* How to complete this task: Search the material below for the word "that". Copy every line where it is found.

* Listed records:
Issue #1046, opened 2016-05-03
handle_internal_only_routers behavior changes


BjoernT:
##### What version (commit) do you encounter this issue on?

r12.x

##### What type of issue is this (bug, feature, documentation, regression)?

Introduced in OSA we silently changed another neutron behavior from default (handle_internal_only_routers)  see https://bugs.launchpad.net/openstack-ansible/+bug/1577868 and https://bugs.launchpad.net/neutron/+bug/1572390

##### What is the expected behavior?

Routers do start regardless of external network connectivity

##### What is actually happening?

Router do not start when no external network is attached resulting in not working setups

##### How can we reproduce this issue?

Create L3 agent with no external network attached and reboot infra node

##### How can we verify your issue is addressed?

Router becomes operational and is assigned to a neutron agent

##### If this is a large issue, what can be done immediately to alleviate the issue while working on a longer-term solution?

Minor implementation

##### What is your evaluation on the importance of this issue, and why?
High prio

###### Remove branches (lines) you do not wish to target.
- [x] Master https://github.com/rcbops/rpc-openstack/pull/1047
- [x] liberty-12.1 https://github.com/rcbops/rpc-openstack/pull/1194
- [x] liberty-12.2 https://github.com/rcbops/rpc-openstack/pull/1195

PR #1047, opened 2016-05-03
Enable handle_internal_only_routers by default

BjoernT:
The default value for handle_internal_only_routers changed from True to
False in OSA upstream, causing a unexpected behavior.
RPC-O enables handle_internal_only_routers in order allow Neutron
router without having to attach external networks. This is a valid
customer use case.

Closes-Bug: #1046

### DIFF
--- a/rpcd/etc/openstack_deploy/user_variables.yml
+++ b/rpcd/etc/openstack_deploy/user_variables.yml
@@ -90,7 +90,13 @@ neutron_neutron_conf_overrides:
   nova:
     endpoint_type: internal
 
-# Diasble port security binding for liberty. See https://bugs.launchpad.net/neutron/+bug/1509312
+# Disable port security binding for liberty. See https://bugs.launchpad.net/neutron/+bug/1509312
 neutron_ml2_conf_ini_overrides:
     ml2:
         extension_drivers: ''
+
+# Enable handle_internal_only_routers based on expected behavior since Juno
+# See https://bugs.launchpad.net/openstack-ansible/+bug/1577868
+neutron_l3_agent_ini_overrides:
+  DEFAULT:
+    handle_internal_only_routers: True


BjoernT:
recheck

prometheanfire:
recheck_all

prometheanfire:
recheck_swift

BjoernT:
recheck_upgrade

mancdaz:
Hi @BjoernT - what is the upgrade impact here?

We need to understand what the impact is for upgrades to mitaka if we merge this in to master.
If there is some kind of impact, I'd be very wary about backporting to any of the liberty branches.

BjoernT:
There is no impact to upgrades. It retains the default configuration in neutron. It was just plain wrong that OSA changed the value without knowing what it even does

mancdaz:
Hi @BjoernT I mean upgrade impact to any deployments that may have already got the overridden 'False' setting.

BjoernT:
OK, the impact is unknown since we do not always know how customer organize their router.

* Your response:
There is no impact to upgrades. It retains the default configuration in neutron. It was just plain wrong that OSA changed the value without knowing what it even does
Hi @BjoernT I mean upgrade impact to any deployments that may have already got the overridden 'False' setting.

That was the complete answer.